## HOW TO COMPLETE THIS TASK
Which lines make up the answer? Those from the line with "base-red inherited: #12732" through the end of the data; reproduce them exactly.

'''

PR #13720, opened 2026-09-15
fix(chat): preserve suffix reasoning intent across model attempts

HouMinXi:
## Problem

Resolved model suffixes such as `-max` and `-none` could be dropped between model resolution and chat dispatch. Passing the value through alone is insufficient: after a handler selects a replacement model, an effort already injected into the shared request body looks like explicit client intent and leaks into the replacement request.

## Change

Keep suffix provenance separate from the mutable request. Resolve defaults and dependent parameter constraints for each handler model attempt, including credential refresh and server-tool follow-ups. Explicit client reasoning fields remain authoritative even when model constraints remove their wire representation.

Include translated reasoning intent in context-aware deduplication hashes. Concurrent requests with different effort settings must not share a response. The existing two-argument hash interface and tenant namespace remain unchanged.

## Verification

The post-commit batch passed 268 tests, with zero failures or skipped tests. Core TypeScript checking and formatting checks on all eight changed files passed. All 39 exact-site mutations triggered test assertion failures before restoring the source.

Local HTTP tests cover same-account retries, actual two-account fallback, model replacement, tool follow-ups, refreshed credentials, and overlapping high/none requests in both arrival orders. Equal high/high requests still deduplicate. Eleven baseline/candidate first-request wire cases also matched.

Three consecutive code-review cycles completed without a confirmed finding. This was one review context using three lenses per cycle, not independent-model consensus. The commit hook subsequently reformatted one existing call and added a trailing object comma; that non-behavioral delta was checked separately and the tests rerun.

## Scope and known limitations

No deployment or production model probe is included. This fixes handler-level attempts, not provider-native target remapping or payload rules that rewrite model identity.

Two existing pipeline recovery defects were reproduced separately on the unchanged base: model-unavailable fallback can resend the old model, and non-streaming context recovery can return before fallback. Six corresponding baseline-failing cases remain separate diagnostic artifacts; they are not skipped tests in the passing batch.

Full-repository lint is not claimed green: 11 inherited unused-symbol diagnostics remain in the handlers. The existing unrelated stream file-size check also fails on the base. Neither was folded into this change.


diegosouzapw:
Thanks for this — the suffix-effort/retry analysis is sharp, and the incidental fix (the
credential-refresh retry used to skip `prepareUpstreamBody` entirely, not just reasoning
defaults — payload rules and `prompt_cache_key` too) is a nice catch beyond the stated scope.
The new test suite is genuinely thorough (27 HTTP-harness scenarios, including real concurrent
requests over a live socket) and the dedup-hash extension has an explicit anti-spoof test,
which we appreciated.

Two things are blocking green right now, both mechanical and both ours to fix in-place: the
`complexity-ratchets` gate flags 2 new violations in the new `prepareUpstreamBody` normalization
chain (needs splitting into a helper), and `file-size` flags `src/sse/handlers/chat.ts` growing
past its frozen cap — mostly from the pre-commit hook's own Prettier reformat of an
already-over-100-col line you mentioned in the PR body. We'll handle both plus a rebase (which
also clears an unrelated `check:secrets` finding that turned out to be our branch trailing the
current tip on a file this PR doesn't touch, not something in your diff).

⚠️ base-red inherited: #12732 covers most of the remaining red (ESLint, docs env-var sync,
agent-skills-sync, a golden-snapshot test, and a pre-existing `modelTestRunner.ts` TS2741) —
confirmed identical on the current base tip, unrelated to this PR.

'''

## RESPONSE FOR THIS EXERCISE
⚠️ base-red inherited: #12732 covers most of the remaining red (ESLint, docs env-var sync,
agent-skills-sync, a golden-snapshot test, and a pre-existing `modelTestRunner.ts` TS2741) —
confirmed identical on the current base tip, unrelated to this PR.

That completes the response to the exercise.